22. Pela contabilidade de R….. verificou-se que a L….. emitiu facturas ao mesmo nos exercícios de 2003 e 2004, nos montantes de 36.658,02€ (IVA incluído) e de 144.593,44€ (IVA incluído), respectivamente. Segundo as facturas analisadas, os montantes de mercadoria transaccionada para aquele cliente perfazem 445.815Kg e 1.264.379Kg de sucata de ferro, nos anos de 2003 e 2004, respectivamente. Refira-se também que estas facturas fazem referência a guias de remessa, das quais não foram apresentados comprovativos, quando o depósito de sucata é no próprio terreno do cliente, não fazendo, portanto, qualquer sentido a existência de guias de remessa, L….., Lda. para o R…...

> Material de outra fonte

PR #6303, opened 2021-06-02
Materials inside the MFT patch panel

frmanso:
Addition of copper plates inside the patch panel to simulate cables, pipes and electronic cards materials. The readout cables (defined in the HalfCone class) are a bit longer to improve the connection with the materials places inside the patch panel.


bovulpes (approved):

rpezzi:
This should be good to go. Anyone to merge? Thanks.

PR #6305, opened 2021-06-02
Time-dependent TPC dEdx calibration

badarots:
A first attempt to write the necessary code to track the MIP position variation over time.

### DIFF
--- a/Detectors/TPC/calibration/CMakeLists.txt
+++ b/Detectors/TPC/calibration/CMakeLists.txt
@@ -32,9 +32,13 @@ o2_add_library(TPCCalibration
                        src/IDCFourierTransform.cxx
                        src/RobustAverage.cxx
                        src/IDCCCDBHelper.cxx
-               PUBLIC_LINK_LIBRARIES O2::DataFormatsTPC O2::TPCBase O2::DetectorsCalibration
+                       src/dEdxHistos.cxx
+                       src/CalibdEdx.cxx
+               PUBLIC_LINK_LIBRARIES O2::DataFormatsTPC O2::TPCBase
                                      O2::TPCReconstruction ROOT::Minuit
-                                     Microsoft.GSL::GSL)
+                                     Microsoft.GSL::GSL
+                                     O2::DetectorsCalibration
+                                     O2::CCDB)
 
 o2_target_root_dictionary(TPCCalibration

23. Apenas em três clientes e no exercício de 2003, facturou o sujeito passivo uma quantidade de mercadoria superior 19.000 toneladas_ Analisados os elementos disponíveis e verificados os locais onde diz ter exercido actividade, não se lhe conhece uma estrutura (pessoal, máquinas e instalações) mínima que permitisse a realização das operações facturadas.
24. Quanto aos veículos registados em nome da L….., Lda. importa referir que existem 5 viaturas registadas em nome da L….., que a seguir se identificam:
…..Trata-se da viatura indicada como tendo sofrido um incêndio de onde resultou a perda da contabilidade e relativamente à qual foi obtida a seguinte informação:
> Junto da Conservatória do Registo de Automóveis de Lisboa constatou-se que se trata de uma viatura da marca Nissan de 1983 e que foi adquirida em 1993 à firma J….., Lda.

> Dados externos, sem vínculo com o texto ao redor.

PR #6312, opened 2021-06-03
DPL: allow workflows to have dangling inputs until fully merged

ktf:


ktf:
@davidrohr updated to handle also the single workflow with wildcards on the subSpec. We probably need something extra for the Condition case.

davidrohr:
@ktf : Thx, I checked this, and now it seems to work correctly for my cases. However, I have 2 points:
- When an input is really missing at the end, there is now a list of inputs that are missing. But what I don't see is the list of available inputs, which we had before. And also, at some point we added an indication what is the processor name that is missing the input. I don't see this anymore. Could we add this again? It has been quite helpful for debugging.
- Now, when the workflow fails to start, it quickly opens the debuggui and then closes it again. I think before this didn't happen in that case. No big deal, but I am wondering why this is the case now.

davidrohr:
@ktf : And two more points. If it fails because of missing inputs, it does return 0, which should not be the case.
Then, the digitizer workflow fails with
```
[ERROR] Some inputs are not available and therefore the topology cannot be executed
-  { DPL/ENUM/4064465409}
```

ktf:
Ok, I will look into those.

ktf:
Not stale but still not working.

PR #6574, opened 2021-07-02
fix in RDH update for CRU det. in trig. mode

shahor02:


shahor02:
macOS failure is unrelated

PR #6576, opened 2021-07-04
TRD: Remove TRDBase/Digit.h

jolopezl:
Removes `TRDBase/Digit.h`. Now the TRD uses `DataFormatsTRD/Digit.h`. 

This pull request needs https://github.com/AliceO2Group/QualityControl/pull/758 merged first so that this change doesn't break QC.


tdietel (dismissed):
Looks like the QC PR was merged already, so we should be ready to go.

shahor02:
@tdietel @jolopezl you should request new QC tag, the failures happen because currently used v1.21.0 still expects `TRDBase/Digits.h`

PR #6577, opened 2021-07-05
DPL Analysis: add unsigned int types to Variant/Configurable

aalkin:
* 8,16,32 and 64bit unsigned ints are added to Variant
* Update serialization handlers to support these types in ConfigParamSpec and Configurable
* Note that uint8_t is considered a character when parsing command line arguments

### DIFF
--- a/Framework/Core/include/Framework/ConfigParamRegistry.h
+++ b/Framework/Core/include/Framework/ConfigParamRegistry.h
@@ -21,6 +21,24 @@
 #include <string>
 #include <cassert>
 
+namespace
+{
+template <typename T>
+constexpr auto isSimpleType()
+{
+  return std::is_same_v<T, int> ||
+         std::is_same_v<T, uint8_t> ||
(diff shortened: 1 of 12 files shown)


ktf:
Ok, but how do you manage the fact that `--foo 1` is an unsigned int rather than an int?

aalkin:
> Ok, but how do you manage the fact that `--foo 1` is an unsigned int rather than an int?

The type is determined by ConfigParamSpec (more precisely with boost option made from it), boost will use iostream to pick up the value with designated type. There may be some funny stuff happening for `--foo -1` for usigned foo, I will add a test...

ktf:
>  There may be some funny stuff happening for `--foo -1` for usigned foo, I will add a test...

Thanks.

aalkin:
I've checked explicitly, it behaves according to c++ rules for implicit type conversions (used by iostream), for example, for `uint16_t` foo, `--foo -1` would set it to `65535`. I do not believe we need an extra test for this.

>Segundo o sistema informático da DGCI, trata-se de um veículo pesado de mercadorias autorizado a deslocar até 5. 600 Kg.

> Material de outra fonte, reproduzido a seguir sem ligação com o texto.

PR #6579, opened 2021-07-05
Fixing typo on MB support shelf name

mario6829:
The MB support shelfs on side C were wrongly named as the ones on side A (probably a cut&paste error). The name is now correctly fixed (NB: there is no problem at all with their geometry, just the name)


mario6829:
Hi @shahor02 @iouribelikov this is a small PR to fix the name of shelfs located on side C whose name was erroneously the same of the ones on side A. Thanks. Cheers

sawenzel:
trivial typo fix. Merging.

> Não foi liquidado imposto de circulação entre 2000 e 2002, tendo sido emitido o dístico para 2003 com o pagamento da liquidação em 06/05/2004, mês em que se deu o incêndio que destruiu a contabilidade => Houve comunicação do incêndio por parte dos bombeiros às autoridades.
> Através de informação recolhida junto do /SP constatou-se a existência de seguro na companhia de seguros Lusitânia, apólice ….., com inicio em 29/03/2004. Não foi participado o sinistro à companhia de seguros (seguro não cobria danos próprios).
> Segundo informação da Direcção Geral de Viação esta viatura foi objecto de inspecção periódica até 1998, tendo sido retomada a realização de inspecções periódicas apenas em Maio de 2004. De referir que entre a inspecção de 1998 e a inspecção de 2004 apenas foram realizados 1.105 Km.
> …..Segundo o sistema informático da DGC1, trata-se de um veículo ligeiro de mercadorias autorizado a deslocar até 6.800 Kg, da marca Bedford.
> Foi liquidado imposto de circulação desde 1998.
> Através de informação recolhida junto do 1SP constatou-se a existência de seguro na companhia de seguros Lusitânia, apólice ….., com início em 10/08/1996, mantendo-se em vigor.
> De acordo com informação recolhida junto da Direcção Geral de Viação foram efectuadas inspecções periódicas desde 1995 até 2004. De 18/03/2003 a 17/02/2004 a viatura apenas percorreu 9.290 Km.
> …..Junto da Conservatória do Registo de Automóveis de Lisboa constatou-se que se trata de uma viatura da marca DAF de 1990 e que foi adquirida em 1999 à firma A….., Lda.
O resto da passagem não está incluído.